----- Exercise inputs -----
PR #634, opened 2026-08-11
fix: bound the sbom-scanner sidecar's graceful shutdown with a timeout

### LINKED ISSUE #627: Bug: sbom-scanner sidecar's GracefulStop is unbounded, so shutdown time is dictated by the in-flight RPC's own timeout instead of a fixed drain deadline
# Description
`cmd/sbom-scanner/main.go` (the `sbom-scanner` sidecar's gRPC server) shuts down with a plain, unbounded `srv.GracefulStop()`:

```go
go func() {
	sig := <-sigCh
	logger.L().Info("received signal, shutting down", helpers.String("signal", sig.String()))
	srv.GracefulStop()
	os.Remove(socketPath)
}()
```

`GracefulStop()` stops accepting new RPCs but blocks until every currently-running RPC handler returns on its own. `CreateSBOM` (`pkg/sbomscanner/v1/server.go:174`) is exactly the kind of handler that can run for a long time: it wraps the actual scan in `deadline.New(timeout)` where `timeout` comes straight from the caller's request (`server.go:297`, `timeout := time.Duration(req.TimeoutSeconds) * time.Second`) and falls back to 5 minutes if unset (`server.go:298-300`). That per-call deadline has no idea the process is shutting down — it isn't wired to `sigCh` or to gRPC's own shutdown machinery, so it keeps running to its own natural completion or its own timeout regardless of SIGTERM.

This is the opposite of how the main `kubevuln` process (a separate binary, `cmd/http/main.go`) handles the same situation: its shutdown sequence deliberately bounds how long it waits for in-flight work via `controller.Shutdown(c.ShutdownTimeout)` (`controllers/http.go:394-412`), abandoning anything still running past that timeout so the process can still exit before Kubernetes sends SIGKILL — a design explicitly called out in that function's comments ("timeout is the backstop for a running task that ignores ctx cancellation... and would otherwise block Stop() indefinitely"). The sidecar has no equivalent bound at all, and no config knob to add one — `cmd/sbom-scanner/main.go` doesn't read `config.LoadConfig` or any environment variable besides `SOCKET_PATH`.

# Environment
OS: `Any`
Version: `main`

# Steps To Reproduce
1. Start the `sbom-scanner` sidecar and issue a `CreateSBOM` RPC for a large/slow image, with a caller-supplied `TimeoutSeconds` of, say, 300 (5 minutes) — or omit it, which also defaults to 5 minutes server-side.
2. While that RPC is still in flight, send SIGTERM to the sidecar process (e.g. `kubectl delete pod`, or a rolling deployment triggering the pod's normal termination).
3. Observe `srv.GracefulStop()` block: it does not return until the in-flight `CreateSBOM` call finishes on its own — up to the full 5 minutes (or whatever `TimeoutSeconds` was requested), not bounded by anything shutdown-related.
4. If the pod's `terminationGracePeriodSeconds` is shorter than that remaining time (very plausible: the sidecar's own default scan timeout is 5 minutes, a common `terminationGracePeriodSeconds` default is 30s), the kubelet SIGKILLs the container mid-`GracefulStop()`, and the graceful path never got a chance to log or clean up (`os.Remove(socketPath)` on line 52 never runs).

# Expected behavior
Sidecar shutdown should be bounded the same way the main process's is: wait for in-flight RPCs up to a fixed timeout, then stop waiting (`srv.Stop()` instead of continuing to block on `GracefulStop()`) so the process can exit promptly and predictably regardless of how long the in-flight scan's own deadline is.

# Actual Behavior
Shutdown time for the sidecar is entirely dictated by whatever `TimeoutSeconds` happened to be requested on the in-flight RPC, with no upper bound and no way to configure one. A caller-controlled per-request value (which callers can set arbitrarily via `req.TimeoutSeconds`, and which server-side defaults to 5 minutes when unset) ends up determining how long a pod takes to terminate.

# Additional context
This is the sidecar-process counterpart to #467 (which bounded the *main* process's own worker-pool drain) — that fix never touched `cmd/sbom-scanner/main.go`, since it's a completely separate binary/process with its own signal handling.

bhuvan-somisetty:
## Overview

`cmd/sbom-scanner/main.go`'s SIGTERM/SIGINT handler called plain `srv.GracefulStop()`, which blocks until every in-flight RPC handler returns on its own. `CreateSBOM` (`pkg/sbomscanner/v1/server.go`) runs under a deadline taken straight from the caller's request (`req.TimeoutSeconds`), defaulting to 5 minutes when unset — that deadline has no idea the process is shutting down, so it keeps running regardless of the signal. Shutdown time ended up dictated entirely by whatever timeout the in-flight scan happened to carry, with no upper bound and no config knob to add one.

This is the sidecar-process counterpart to #467, which bounded the *main* `kubevuln` process's own worker-pool drain — that fix never touched this separate binary.

Fix: added `gracefulStopWithTimeout`, which waits for `GracefulStop` up to a fixed timeout (20s, matching `cmd/http/main.go`'s `shutdownTimeout` default) and falls back to `srv.Stop()` — forcibly closing any still-running RPCs — if the timeout elapses first, so the sidecar exits promptly and predictably instead of hanging on an arbitrary caller-supplied value.

## How to Test

```
go test ./cmd/sbom-scanner/... -v
```

`TestGracefulStopWithTimeout_ForcesStopWhenRPCOutlivesTimeout` starts a real gRPC server with a handler that blocks indefinitely, confirms the call returns near the configured timeout (not once the handler finishes), and confirms the in-flight RPC does return an error afterward (proving `Stop` actually ran). `TestGracefulStopWithTimeout_ReturnsPromptlyWithNoInFlightRPCs` confirms the fast path with nothing in flight doesn't wait for the full timeout.

## Related issues/PRs:

* Resolved #627

## Summary by CodeRabbit

* **Bug Fixes**
  * Improved SBOM scanner shutdown handling to allow active operations to finish gracefully.
  * Added a 20-second shutdown limit to prevent the scanner from hanging indefinitely.
  * Ensured prompt shutdown when no operations are in progress.

### DIFF
--- a/cmd/sbom-scanner/main.go
+++ b/cmd/sbom-scanner/main.go
@@ -5,6 +5,7 @@ import (
 	"os"
 	"os/signal"
 	"syscall"
+	"time"
 
 	"github.com/kubescape/go-logger"
 	"github.com/kubescape/go-logger/helpers"
@@ -21,6 +22,38 @@ import (
 	// registered". See https://github.com/kubescape/kubevuln/issues/378.
 	_ "modernc.org/sqlite"
 )
+
+// shutdownTimeout bounds how long gracefulStopWithTimeout waits for in-flight CreateSBOM RPCs
+// to finish on their own before forcing the connection closed. Matches cmd/http/main.go's
+// shutdownTimeout default so both processes give a comparable grace period before a
+// terminationGracePeriodSeconds-driven SIGKILL would otherwise cut them off mid-shutdown.
+const shutdownTimeout = 20 * time.Second
+
+// gracefulStopWithTimeout waits up to timeout for srv's in-flight RPCs to finish via
+// GracefulStop, then force-closes the server with Stop if the timeout elapses first.
+//
+// GracefulStop alone blocks until every in-flight RPC handler returns on its own. For
+// CreateSBOM that can take as long as the caller-supplied TimeoutSeconds (5 minutes by
+// default, see pkg/sbomscanner/v1/server.go) -- a per-call deadline with no awareness that
+// the process is shutting down. Without this bound, shutdown time is dictated entirely by
+// whatever timeout the in-flight request happened to carry, not by anything under this
+// process's control. See #627.
+func gracefulStopWithTimeout(srv *grpc.Server, timeout time.Duration) {
+	stopped := make(chan struct{})
+	go func() {
+		srv.GracefulStop()
+		close(stopped)
+	}()
+
+	select {
+	case <-stopped:
+		logger.L().Info("gRPC server stopped gracefully")
+	case <-time.After(timeout):
+		logger.L().Warning("graceful shutdown timeout reached, forcing stop",
+			helpers.String("timeout", timeout.String()))
+		srv.Stop()
+	}
+}
 
 func main() {
 	socketPath := os.Getenv("SOCKET_PATH")
@@ -48,7 +81,7 @@ func main() {
 	go func() {
 		sig := <-sigCh
 		logger.L().Info("received signal, shutting down", helpers.String("signal", sig.String()))
-		srv.GracefulStop()
+		gracefulStopWithTimeout(srv, shutdownTimeout)
 		os.Remove(socketPath)
 	}()
 
--- a/cmd/sbom-scanner/shutdown_test.go
+++ b/cmd/sbom-scanner/shutdown_test.go
@@ -1,0 +1,105 @@
+package main
+
+import (
+	"context"
+	"net"
+	"testing"
+	"time"
+
+	sbomscanner "github.com/kubescape/kubevuln/pkg/sbomscanner/v1"
+	pb "github.com/kubescape/kubevuln/pkg/sbomscanner/v1/proto"
+	"google.golang.org/grpc"
+	"google.golang.org/grpc/credentials/insecure"
+)
+
+// blockingScanner is a minimal SBOMScannerServer whose Health call blocks until release is
+// closed, standing in for a CreateSBOM call that outlives shutdown.
+type blockingScanner struct {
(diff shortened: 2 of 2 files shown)


matthyx (approved):
Reviewed the fix and the referenced code paths (`pkg/sbomscanner/v1/server.go`'s `CreateSBOM` deadline handling, `cmd/http/main.go` + `config/config.go`'s `shutdownTimeout` default). No blockers:

- The 5-minute default/caller-controlled `CreateSBOM` deadline claim checks out (`server.go`: `timeout := time.Duration(req.TimeoutSeconds) * time.Second; if timeout <= 0 { timeout = 5 * time.Minute }`), and matches issue #627's repro.
- The 20s constant matches `config.ShutdownTimeout`'s actual default (`config_test.go: TestLoadConfigShutdownTimeoutDefault` asserts `20*time.Second`), so the "parity with the main process" claim is accurate. Hardcoding it here instead of loading config is reasonable — this binary imports nothing from `config` today, and wiring that in would be a bigger change than this bug fix warrants.
- The bounded-then-force-stop pattern (`GracefulStop` in a goroutine, `select` against `time.After`, fall back to `Stop()`) is safe: `Stop()` unblocks the in-progress `GracefulStop()` goroutine rather than racing it, so there's no goroutine leak.
- Tests cover both the force-stop-on-timeout path and the fast/no-RPC path, and CI (build, lint, tests, CodeQL) is green.

One non-blocking nit from CodeRabbit worth a look in a follow-up: the test suite doesn't have a case asserting an in-flight RPC that finishes *within* the timeout is actually allowed to complete via the graceful path (as opposed to just "nothing in flight completes fast" or "still in flight after timeout gets force-stopped"). Not a correctness issue with the shipped code, just a coverage gap.

Approving.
-----
→ Exercise: Please report how many lines of the entries above include "stopped". Only the number is wanted.

→ Exercise output: 5